To make up for the price spikes, contractors will ask the government to approve "escalator clauses" in public-bid contracts, said Fouad al-Khazen, who called for the Thursday meeting as head of the Contractors Syndicate.

"If there is an unforeseen change in prices, we have to find a way to compensate," Khazen said. "This is normal procedure in countries where the economy is unstable."

"The government is taking this seriously. They're going to help us, I'm sure," he added

If the government does not address the issue, Khazen threatened a work stoppage. He could not estimate how many projects would be abandoned by contractors, but said they included works in both the private and public spheres.

Khazen will also ask on Thursday for cement makers to ensure that contractors can purchase cement at factory prices of $65 per ton. With the per-ton price in Syria topping $120 and the smuggling trade on the rise, middlemen here are charging local contractors similarly inflated prices as those found across the border.

But cement producers say invoking cement smuggling is just a smokescreen to give added justification to the contractors' push for compensation. Even though contractors have endured significant losses due to steel and diesel oil prices, large-scale builders already buy cement in bulk at factory prices.

"All the pressure they are putting is just to push the government to give them a hike in the prices - and they are right," said Nicholas Nahhas, general manager of the Sibline cement factory. "Otherwise, there is no rationale for what they are doing. I pity the government."

Some smaller contractors have to take the middlemen's price, because these merchants let builders pay up to two months after taking delivery, whereas the factories all demand full payment on delivery.

To bring retail prices of cement back in line, the producers again will urge the government to crack down on the rampant smuggling, which absorbs 40 percent of domestic production.

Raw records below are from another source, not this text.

PR #4603, opened 2015-07-07
Updated support of QuickRails to ST2+ST3

danpe:


FichteFoll:
Are you *sure* this still works on ST2? Because it doesn't look like it to me.

For imports in ST3 I highly suggest using relative imports like `from .QuickRails import QuickRailsWindowCommand, rails_root`, while in ST2 you must use `from QuickRails import QuickRailsWindowCommand, rails_root`. Just wrap one of these in a try block.

danpe:
Hey, Thanks.
I fixed it, works on both.

FichteFoll:
I'm still not sold on that this will work on ST2. Did you verify this?

The imports should look like this:
```py
try:  # ST3
  from .QuickRails import QuickRailsWindowCommand, get_idea
  from .QuickExec import ProcessListener
except ValueError:  # ST2
  from QuickRails import QuickRailsWindowCommand, get_idea
  from QuickExec import ProcessListener
```

FichteFoll:
@danpe ping

PR #4604, opened 2015-07-07
added remify

brousalis:
Converts

margin: 4px

to

+rem(margin, 4px)

Very specific use case, assuming you are using .sass files and a mixin called rem to convert pixels to ems.


FichteFoll:

brousalis:
Sorry! I've updated the repo.

PR #4605, opened 2015-07-08
added initial VoiceCode package

unboundmusic:
Added a sublime package to work with voicecode.io for complete voice control of sublime text.


FichteFoll:
`@exec "subl --command 'goto_line {\"line\": 10}'"` does not work, at least not for me.

PR #8956, opened 2024-08-06
eloquence syntax

macMikey:
syntax for both eloquence program files and eloquence dialog files
https://eloquence.marxmeier.com/

### DIFF
--- a/repository/e.json
+++ b/repository/e.json
@@ -736,7 +736,7 @@
 			]
 		},
 		{
-			"name": "Eloquence Syntax",
+			"name": "Eloquence",
 			"details": "https://github.com/macMikey/eloquence-sublime-text-syntax",
 			"labels": ["eloquence","language syntax"],
 			"releases": [
--- a/repository/e.json
+++ b/repository/e.json
@@ -736,6 +736,17 @@
 			]
 		},
 		{
+			"name": "Eloquence Syntax",
+			"details": "https://github.com/macMikey/eloquence-sublime-text-syntax",
+			"labels": ["eloquence","language syntax"],
+			"releases": [
+				{
+					"sublime_text": "*",
+					"tags": true
+				}
+			]
+		},
+		{
 			"name": "Eloquent Snippets",
 			"details": "https://github.com/m2quared/Sublime-Eloquent-Snippets",
 			"labels": ["snippets", "laravel", "eloquent"],


braver:
Please use the checklist in the PR template to tell us about your package.

macMikey:
is this what you mean? i did not see the template, so i copied the template from another PR

* [x]  I'm the package's author and/or maintainer.
* [x]  I have have read [the docs](https://packagecontrol.io/docs/submitting_a_package).
* [x]  I have tagged a release with a [semver](https://semver.org) version number.
* [x]  My package repo has a description and a README describing what it's for and how to use it.
* [x]  My package doesn't add context menu entries. *
* [x]  My package doesn't add key bindings. **
* [x]  Any commands are available via the command palette.
* [x]  Preferences and keybindings (if any) are listed in the menu and the command palette, and open in split view.
* [x]  If my package is a syntax it doesn't also add a color scheme. ***
* [x]  If my package is a syntax it is named after the language it supports (without suffixes like "syntax" or "highlighting").
* [ ]  I use [.gitattributes](https://www.git-scm.com/docs/gitattributes#_export_ignore) to exclude files from the package: images, test files, sublime-project/workspace.


there are no extraneous files or directories in the repo, so, there is no need for .gitattributes

braver:
Was this intended to be a syntax file too? https://github.com/macMikey/eloquence-sublime-text-syntax/blob/main/dlg-sublime-syntax.yaml

braver:
In captures, you don't need to put quotes around the indexes. Also please ensure all scopes end with `.eq` (matching "source`.eq`"). Also please double check [the guidelines](https://www.sublimetext.com/docs/scope_naming.html), you might be able to specify some of those keywords. E.g.:

```yml
captures:
        1: keyword.control.eq
        2: entity.name.function.eq
```

repository/e.json
```diff
@@ -735,6 +735,17 @@
 				}
 			]
 		},
+		{
+			"name": "Eloquence Syntax",
```
braver, line 739: > If my package is a syntax it is named after the language it supports (without suffixes like "syntax" or "highlighting").

.... 🧐 


```suggestion
			"name": "Eloquence",
```

braver (changes requested):

macMikey:
> Was this intended to be a syntax file too? https://github.com/macMikey/eloquence-sublime-text-syntax/blob/main/dlg-sublime-syntax.yaml

there are two types of eloquence files: eloquence program files (.eq), and eloquence dialog files (.dlg). they are supposed to be included.

macMikey:
thanks for your patience, i'm a package n00b

braver:
You'll probably want to rename [dlg-sublime-syntax.yaml](https://github.com/macMikey/eloquence-sublime-text-syntax/blob/main/dlg-sublime-syntax.yaml) to `dlg.sublime-syntax` then. 

> thanks for your patience, i'm a package n00b

No worries, that's what we're here for 😉

macMikey:
> You'll probably want to rename [dlg-sublime-syntax.yaml](https://github.com/macMikey/eloquence-sublime-text-syntax/blob/main/dlg-sublime-syntax.yaml) to `dlg.sublime-syntax` then.
> 
> > thanks for your patience, i'm a package n00b
>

To ease contractors' burdens and to speed reconstruction after the 2006 summer war with Israel, Lebanon's three major cement makers accepted the government's request in September to cut the per-ton price of cement from $75 to $65 for a year, in exchange for the maintenance of the state's ban on imported cement. Despite the tempting legal export market in Syria, the producers said contractors will continue to have cement available at $65 per ton until September.